Bruno shrugged. “Who could work in all this rain? Those twenty guys in the back of the Studebaker are already soaked. You’re a foreman same as me, Zind. Foremen are supposed to take care of their men, am I right?” he said good-naturedly.

“The problem is that my foreman is nervous about completing the repair job on this bridge,” Zind said. “He’s being pressed, so naturally he’s in a big hurry to get it done. Glienicker Bridge handles way too much traffic—particularly going from East to West.”

There has to be some way to take advantage of that.

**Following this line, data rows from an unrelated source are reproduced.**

Issue #1483, opened 2024-07-15
Collect client version number metric


patrickbrophy:
We should collect Pelican client versions and track the amount of requests from different versions within the director.

haoming29:
@patrickbrophy Same thing for this issue. Could you also link this issue with the PR? For tracking purposes

PR #1489, opened 2024-07-17
Implemented client version metric

patrickbrophy:
This PR addresses issue #1483. This PR adds a new middleware to collect and parse the user-agent from client requests and increment a counter metric with the label being the client version.

### DIFF
--- a/director/director.go
+++ b/director/director.go
@@ -1166,6 +1166,7 @@ func collectClientVersionMetric(c *gin.Context) {
 
 	reqVer, err := version.NewVersion(reqVerStr)
 	if err != nil {
+		log.Error("Failed to parse client version")
 		return
 	}
 	versionSegments := reqVer.Segments()
--- a/director/director.go
+++ b/director/director.go
@@ -214,15 +214,7 @@ func extractVersionAndService(ginCtx *gin.Context) (reqVer *version.Version, ser
 	return reqVer, service, nil
 }
 
-func versionCompatCheck(ginCtx *gin.Context) error {
-	reqVer, service, err := extractVersionAndService(ginCtx)
-	if err != nil {
-		return err
-	}
-	if reqVer == nil {
-		return nil
-	}
-
+func versionCompatCheck(reqVer *version.Version, service string) error {
 	var minCompatVer *version.Version
 	switch service {
 	case "client":
@@ -231,8 +223,14 @@ func versionCompatCheck(ginCtx *gin.Context) error {
 		minCompatVer = minOriginVersion
 	case "cache":
 		minCompatVer = minCacheVersion
+	case "": // service not provided, ie: using curl
+		return nil
 	default:
 		return errors.Errorf("Invalid version format. The director does not support your %s version (%s).", service, reqVer.String())
+	}
+
+	if reqVer == nil { // version not provided, ie: using curl
+		return nil
 	}
 
 	if reqVer.LessThan(minCompatVer) {
@@ -243,7 +241,8 @@ func versionCompatCheck(ginCtx *gin.Context) error {
 }
 
 func redirectToCache(ginCtx *gin.Context) {
-	err := versionCompatCheck(ginCtx)
+	reqVer, service, _ := extractVersionAndService(ginCtx)
+	err := versionCompatCheck(reqVer, service)
 	if err != nil {
 		log.Warningf("A version incompatibility was encountered while redirecting to a cache and no response was served: %v", err)
 		ginCtx.JSON(http.StatusBadRequest, server_structs.SimpleApiResp{
@@ -253,7 +252,6 @@ func redirectToCache(ginCtx *gin.Context) {
 		return
 	}
 
-	reqVer, service, _ := extractVersionAndService(ginCtx)
 	collectClientVersionMetric(reqVer, service)
 
 	reqPath := path.Clean("/" + ginCtx.Request.URL.Path)
@@ -469,7 +467,8 @@ func redirectToCache(ginCtx *gin.Context) {
 }
 
 func redirectToOrigin(ginCtx *gin.Context) {
-	err := versionCompatCheck(ginCtx)
+	reqVer, service, _ := extractVersionAndService(ginCtx)
+	err := versionCompatCheck(reqVer, service)
 	if err != nil {
 		log.Warningf("A version incompatibility was encountered while redirecting to an origin and no response was served: %v", err)
 		ginCtx.JSON(http.StatusBadRequest, server_structs.SimpleApiResp{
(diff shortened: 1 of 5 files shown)


director/director.go
```diff
@@ -1156,15 +1156,33 @@ func getHealthTestFile(ctx *gin.Context) {
 	}
 }
 
+func collectClientVersionMiddleware(c *gin.Context) {
```
jhiemstrawisc, line 1159: Why add this to a middleware instead of collecting the metric directly in `redirectToCache` and `redirectToOrigin`? My concern is that by the `ShortcutMiddleware` route we have set up in `launchers/director_serve.go` is what gets hit in the majority of client requests (but not cache requests), and it looks like that'll bypass this middleware.

director/director.go
```diff
@@ -1156,15 +1156,33 @@ func getHealthTestFile(ctx *gin.Context) {
...
+	userAgentSlc := c.Request.Header["User-Agent"]
+	if len(userAgentSlc) < 1 {
+		log.Error("Failed to parse User-Agent")
+	}
+
+	userAgent := userAgentSlc[0]
+
+	uaRegExp := regexp.MustCompile(`^pelican-[^\/]+\/\d+\.\d+\.\d+`)
+	if matches := uaRegExp.MatchString(userAgent); !matches {
+		log.Error("Failed to match User-Agent for Pelican client version")
```
jhiemstrawisc, line 1169: Since we use this same regex in other parts of the Director, let's pull it out and functionalize it to guarantee that we can't update one but forget the other.

A second note - I don't know if this really constitutes an "error" because we often use non-pelican clients to interact with the federation as well, such as `curl`. After reading the Cloudflare article you sent, I think we want to avoid creating any prom labels based on an arbitrary incoming UA header, but we should think about how to make this flexible enough to handle the case where the incoming UA isn't Pelican. Maybe it's enough to have a single label that tracks non-pelican clients?

Lastly, w.r.t. cardinality explosion and Pelican headers, do you have a sense of the "cost" of tracking the 56 versions we've already released, knowing that we release between 3-5 new versions every month?

metrics/director.go
```diff
@@ -81,4 +81,9 @@ var (
 		Name: "pelican_director_stat_total",
 		Help: "The total stat queries the director issues. The status can be Succeeded, Cancelled, Timeout, Forbidden, or UnknownErr",
 	}, []string{"server_name", "server_url", "server_type", "result"}) // status: see enums for DirectorStatResult
+
+	PelicanDirectorClientVersionTotal = promauto.NewCounterVec(prometheus.CounterOpts{
+		Name: "pelican_director_client_version_total",
+		Help: "The total amount of requests from client versions.",
```
jhiemstrawisc, line 87: Let's say "number" instead of "amount" -- just like "fewer" vs "less", amount describes continuous quantities.

utils/utils.go
```diff
@@ -143,3 +144,15 @@ func ExtractAndMaskIP(ipStr string) (maskedIP string, ok bool) {
 		return ApplyIPMask(ipStr)
 	}
 }
+
+func ExtractVersionAndServiceFromUserAgent(userAgent string) (reqVer, service string) {
```
jhiemstrawisc, line 148: Can you add a top-level comment to the function that describes its intended use along with the contents of the outputs (i.e. what reqVer and service look like when they're returned)? Also, can you add a unit test with any edge cases you can think of?

director/director.go
```diff
@@ -1156,6 +1156,33 @@ func getHealthTestFile(ctx *gin.Context) {
 	}
 }
 
+func collectClientVersionMetric(c *gin.Context) {
```
jhiemstrawisc, line 1159: Can you add a top-level comment describing how the function works and what it's supposed to do in the case of non-pelican clients?

utils/utils.go
```diff
@@ -143,3 +144,15 @@ func ExtractAndMaskIP(ipStr string) (maskedIP string, ok bool) {
...
+	uaRegExp := regexp.MustCompile(`^pelican-[^\/]+\/\d+\.\d+\.\d+`)
+	if matches := uaRegExp.MatchString(userAgent); !matches {
+		return "", ""
```
jhiemstrawisc, line 151: Maybe we can create a standard "non-pelican" client version for recording?

jhiemstrawisc (changes requested):

jhiemstrawisc (changes requested):
This is getting very close. My last cleanup requests are:

1. Malicious users can still pass mostly-arbitrary user agent headers to Prometheus, potentially leading to cardinality issues. For example, for my local director I can do `curl -v -k -A "pelican-cache/77.123123123.345345345" https://`hostname`:8445/some/object`, and the metric is recorded. Let's make the assumption that the Director will only record versions "other", `[7.0.0, director's version]` and maybe something like "pelican-future" to indicate that the request UA header has a version newer than the director (without the patch version, as you've already done). You can get the Director's version from `config.GetVersion()`, but you'll have to create `version.Version` object to perform comparisons. See `director.versionCompatCheck` for an example of version comparison. I actually think the `pelican-future` version metric is interesting, because it can quickly tell a federation administrator when the majority of client requests are coming from newer versions of pelican -- a good sign that it's time to update your central services! One thing to note is that the only reason I can't get through with a user agent like `pelican-foobar/7.0.0` is that the `versionCompatCheck` errors because foobar is an unrecognized service. If we ever collect this metric in a Director route that doesn't go through `redirectToCache/Origin`, however, this may also be recorded.

2. Right now, both `redirectToCache` and `redirectToOrigin` do a `versionCompatCheck` and then a `collectClientVersionMetric`, but a lot of the guts in these two functions are shared (and can be deduplicated). My proposal: instead of passing the gin context to both the version check and the metric collection, call `ExtractVersionAndServiceFromUserAgent` directly on the gin context and get the version/service. Then pass these values to the version check and metric collection functions. If you agree with point 3, you'll pass both the version and the service to the metric function, and you can validate the input there.

3. This is one is something to think about -- when we record the version metric, should we also record the service as a metric label? For example, what if I want to know "of the Director's traffic, how much is coming from user clients, and how much is coming from caches, and how much is coming from origins?" If we think this is something to record (I lean in favor of yes, even if it bumps the cardinality a bit), I'm in favor of recording this in a separate label in the version metric, so that we can get answers to those types of questions through direct promql queries, instead of having to post process the results.

haoming29:
I'll leave this to @jhiemstrawisc for the final round of review as he has more context to the PR than me at this point, but I hope the changes should be minor

jhiemstrawisc (approved):
LGTM. Thanks for all the work on this, @patrickbrophy!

This time when Bruno hit the starter, the engine struggled to life and turned over—barely. Bruno revved it for a few minutes until the battery was charged, then left the bridge and pulled to a stop at the cobblestone square between the East German and Soviet guard houses. Yanking the hand brake, Bruno killed the diesel engine and got out of the truck.

“You better check that battery, Zind,” he chided.

“Will do.”

“See you Wednesday. Tomorrow I’m off duty,” Bruno reminded him.

“Wednesday it is,” Zind acknowledged as he slid behind the wheel.

The bridge crew scrambled off the back of the truck and lined up for the headcount.

The “headcount” triggered a reminder of its own… How the Wall was being haphazardly thrown together, and what desperate East Germans were doing to escape. During the past several weeks, some would-be defectors were leaping from windows and rooftops to freedom even as other windows and doors were being bricked up, other rooftops sealed, entire buildings demolished.

Sewers were one way out, Zind mused, but there was a price tag attached—the risk of drowning from a sudden rainfall, like today. Or suffocating from accumulated gas. Or being blocked by iron grates and manhole covers that had been welded shut.